PR #80, opened 2021-04-09
RM-7670 remove jQuery from remaining file types

a-ctor:


Remotion/Data/DomainObjects.Web.Test/Performance/Form.aspx
```diff
@@ -140,7 +140,7 @@
     prm.add_pageLoading(Page_OnBeginAsyncLoading);
     prm.add_endRequest(Page_OnEndAsyncRequest);
 
-    $(window).load(Page_OnEndSyncRequest);
+    $(window).load(Page_OnEndSyncRequest); // TODO: what is this? .load(string) is the actually signature
```
MichaelKetting, line 143: This executes the Page_OnEndSyncRequest function when the window.load event is fired. 

https://api.jquery.com/load-event/#load-handler
jQuery doc says `load (function(){...})` works, so passing an existing function by handle also works.

Remotion/ObjectBinding/Web.Test/TestForm.aspx
```diff
@@ -14,49 +14,60 @@
...
+    AsyncPostBackTimeout="3600" />
+  <input id="StringField" type="text" />
+  <input id="IntField" type="text" />
+  <input type="button" value="ASP.NET Ajax" onclick="DoAspNetAjaxCall()" />
+  <input type="button" value="jQuery Ajax" onclick="DoJQueryAjaxCall()" />
+  <div id="Result">
+  </div>
+  </form>
+<script type="text/javascript">
     function DoAspNetAjaxCall()
```
MichaelKetting, line 37: why move this into the body? I think splitting this would be the choice that better follows the existing design. Keep the declarations up top and move the invocations to the end of the page.

Remotion/ObjectBinding/Web.Test/TestForm.aspx
```diff
@@ -14,49 +14,60 @@
...
-        stringValue: $("#StringField").val(),
+        stringValue: document.getElementById("StringField").value,
         intValue: parseInt(intValueAsString)
       };
       executingRequest = Sys.Net.WebServiceProxy.invoke("TestService.asmx", "DoStuff", false, params,
                                           function (result, context, methodName)
                                           {
                                             executingRequest = null;
-                                            $("#Result").text(result);
+                                            document.getElementById("Result").textContent = result;
```
MichaelKetting, line 51: in the other scripts, we're using innerText, here it's textContent, why?

Remotion/ObjectBinding/Web.Test/TestForm.aspx
```diff
@@ -14,49 +14,60 @@
...
-      var intValueAsString = $("#IntField").val();
+      var intValueAsString = document.getElementById("IntField").value;
       intValueAsString = intValueAsString == '' ? 0 : intValueAsString;
       var params = {
-        stringValue: $("#StringField").val(),
+        stringValue: document.getElementById("#StringField").value,
         intValue: parseInt(intValueAsString)
       };
-      $.ajax({
+      $.ajax({ // TODO keep this?
```
MichaelKetting, line 70: okay, the entire test is set to up test the jQuery and ASP.NET XmlHttpRequest APIs. Since we're keeping a jquery dependency in the code base, we can keep invoking jquery.ajax here, just then switch it to the noconflict variant. We do drop all the other jquery stuff, besides the ajax call.

In theory, the entire test may become redundant with dropping jquery, but since it doesn't hurt us on the test page, I want to keep it in case we need to do some testing in the future.

Remotion/Web/ClientScript/Scripts/SmartNavigation.ts
```diff
@@ -153,46 +153,45 @@ class SmartFocus
...
       {
-        var isEnabledFilter = function (this: HTMLElement)
+        function isEnabledFilter(el: HTMLElement)
         {
-          var _this = $ (this);
-          if (_this.is ('button'))
+          if (el.tagName === 'BUTTON')
             return true;
-          if (_this.is ('input[type=button]'))
+          if (el.tagName === 'INPUT' && (el as HTMLInputElement).type.toLowerCase() === "button")
```
MichaelKetting, line 163: In line 169, it's `el.matches(...)`, here it's separate checks. Why not use `el.matches(...)` at the other spots, too?

Remotion/Web/ClientScript/Scripts/SmartNavigation.ts
```diff
@@ -153,46 +153,45 @@ class SmartFocus
...
             return true;
-          if (_this.is ('input[type=submit]'))
+          if (el.tagName === 'INPUT' && (el as HTMLInputElement).type.toLowerCase() === "submit")
             return true;
-          if (_this.is ('a'))
+          if (el.tagName === 'A')
             return true;
-          if (!_this.is ('a') && _this.is (':enabled') && !_this.is ('input[type=hidden]'))
+          if (el.tagName !== 'INPUT' && el.matches (':enabled') && !el.matches ('input[type=hidden]'))
```
MichaelKetting, line 169: actually, I think this is a semantic change here and in the next IF.

Remotion/Web/ClientScript/Scripts/SmartNavigation.ts
```diff
@@ -202,7 +201,7 @@ class SmartFocus
     return undefined as unknown as boolean;
   }
 
-  public static SetFocus (element: JQuery): void
+  private static SetFocus (element: HTMLElement): void
```
MichaelKetting, line 204: have to keep that one public, at least for now. There's a downstream workaround based on being able to replace / override this function.
```suggestion
  public static SetFocus (element: HTMLElement): void
```

Remotion/Web/ClientScript/Scripts/SmartPage.ts
```diff
@@ -922,7 +910,6 @@ class SmartPage_Context
         message +
         '</td></tr></table>';
       statusMessageWindow.appendChild (statusMessageBlock);
-      $(statusMessageBlock).iFrameShim({ top: '0px', left: '0px', width: '100%', height: '100%' });
```
MichaelKetting, line 925: Do we still have usages of iFrameShim? Need to remember to update or delete iFrameShim when we do jQuery noConflict.

Remotion/Web/ClientScript/Scripts/SmartPage.ts
```diff
@@ -1224,23 +1207,11 @@ class SmartPage_Context
...
       }
-      //setTimeout (function ()
-    //{
-      var html = $ ('html');
-      html.removeClass('SmartPageBusy');
-
-        // Needed in IE8, Firefox 23, Chrome 4
-        // Does not work in Safari 4 for Windows
-        // Does not work in IE10, IE11
-        var cursorBackUp = html.css ('cursor');
```
MichaelKetting, line 1237: Why did this code get deleted?

MichaelKetting (changes requested):

Remotion/Web/Core/Utilities/IScriptUtility.cs
```diff
@@ -39,16 +39,16 @@ public interface IScriptUtility
...
-    /// Registers the <paramref name="eventHandler"/> for the element identified by the <paramref name="jquerySelector"/>. 
+    /// Registers the <paramref name="eventHandler"/> for the element identified by the <paramref name="cssSelector"/>. 
     /// Call <see cref="RegisterJavaScriptInclude"/> before calling this method.
     /// </summary>
     /// <param name="control">The <see cref="IControl"/> for which the <paramref name="eventHandler"/> is registered.</param>
-    /// <param name="jquerySelector">The element-selector in jquery-syntax.</param>
+    /// <param name="cssSelector">The element-selector as a css selector.</param>
     /// <param name="eventHandler">The eventhandler, with the following signatur: <c>function (element)</c>.</param>
-    void RegisterResizeOnElement (IControl control, string jquerySelector, string eventHandler);
+    void RegisterResizeOnElement (IControl control, string cssSelector, string eventHandler);
```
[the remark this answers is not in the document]
a-ctor: There are already two breaking change tickets. Are they okay or am I missing something?

Remotion/ObjectBinding/Web.Test/TestForm.aspx
a-ctor: I looked up the difference and there seems to be no difference when setting the properties, but `textContent` is semantically more accurate when setting the text content of a element. `innerText` removes invisible elements and such when getting the property (a rendered version of `textContent`) and this is sometimes desired.

Remotion/Web/ClientScript/Scripts/SmartNavigation.ts
a-ctor: The performance part of my brain would not let me. I changed the if statements to avoid overusing `.matches` and used it when there is no simple way converting the css selector to js or if the if-statement would get overcrowded.

Remotion/Web/ClientScript/Scripts/SmartPage.ts
a-ctor: Only in jquery.js so we should be fine

Remotion/Web/Core/Utilities/IScriptUtility.cs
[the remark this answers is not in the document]
MichaelKetting: ah, yes. looks good.

Remotion/ObjectBinding/Web.Test/TestForm.aspx
MichaelKetting: ah, I.C. So, jQuery text() behaves more like textContent? I never new that one. However, I don't have problems with leading whitespace, so the question is, should we stick with innerText to have everything consistent and do a separate task for reviewing/cleaning up or accept that it's inconsistent right now?

a-ctor: Since `textContent` is available on `Node` instead of `HTMLElement` it seems to be the better choice (when setting - getting always depends on the usage). But I don't think it is worth fixing, we only have 3 usages of `innerText` that would need to be fixed.

Remotion/Web/ClientScript/Scripts/SmartNavigation.ts
MichaelKetting: Ah, I.C. Performance is always helpful. I'll wait for the updated version when the other stuff's fixed, but maybe we should just resolve the other two `matches` to lower level lookups, too, since it's better performance and keeps things consistent within the IF-statement. Without symmetry, you always wonder if there's a special reason to it, beyond 'here it read better this way'.

Remotion/Web/ClientScript/Scripts/SmartNavigation.ts
```diff
@@ -153,46 +153,45 @@ class SmartFocus
...
+          if (el.tagName === 'INPUT' && (el as HTMLInputElement).type.toLowerCase() === "button")
             return true;
-          if (_this.is ('input[type=submit]'))
+          if (el.tagName === 'INPUT' && (el as HTMLInputElement).type.toLowerCase() === "submit")
             return true;
-          if (_this.is ('a'))
+          if (el.tagName === 'A')
             return true;
-          if (!_this.is ('a') && _this.is (':enabled') && !_this.is ('input[type=hidden]'))
+          if ((el as HTMLInputElement).disabled === false && !(el.tagName === 'INPUT' && (el as HTMLInputElement).type.toLowerCase() === "hidden"))
```
MichaelKetting, line 169:
```suggestion
          if (el.tagName !== 'A' && (el as HTMLInputElement).disabled === false && !(el.tagName === 'INPUT' && (el as HTMLInputElement).type.toLowerCase() === "hidden"))
```

I know it's redundant, the reasoning is to make the individual cases easier to reason over -- you have everything you need to understand a single IF in one line instead of needing to check what other exit conditions there hav been.

Remotion/Web/ClientScript/Scripts/SmartNavigation.ts
```diff
@@ -153,46 +153,45 @@ class SmartFocus
...
             return true;
-          if (!_this.is ('a') && _this.is ('*[tabindex]'))
+          if (el.hasAttribute ('tabindex'))
```
MichaelKetting, line 171:
```suggestion
          if (el.tagName !== 'A' && el.hasAttribute ('tabindex'))
```

MichaelKetting (changes requested):

MichaelKetting (approved):

PR #83, opened 2021-04-19
RM-7679: Upgrade Firefox to Version 86

raffaelfoidl:
https://re-motion.atlassian.net/browse/RM-7679


Stefan-Ilic (approved):
Just for continuity's sake: Apparently, there are some DateTime test(s) that fail sporadically, but that behavior isn't exclusive to this branch, and we decided to upgrade Firefox anyway because it doesn't seem to be connected to the upgrade. Alrighty then

MichaelKetting (approved):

────

Please find each line in the records above that holds the word "usages", and copy it.

MichaelKetting, line 925: Do we still have usages of iFrameShim? Need to remember to update or delete iFrameShim when we do jQuery noConflict.
a-ctor: Since `textContent` is available on `Node` instead of `HTMLElement` it seems to be the better choice (when setting - getting always depends on the usage). But I don't think it is worth fixing, we only have 3 usages of `innerText` that would need to be fixed.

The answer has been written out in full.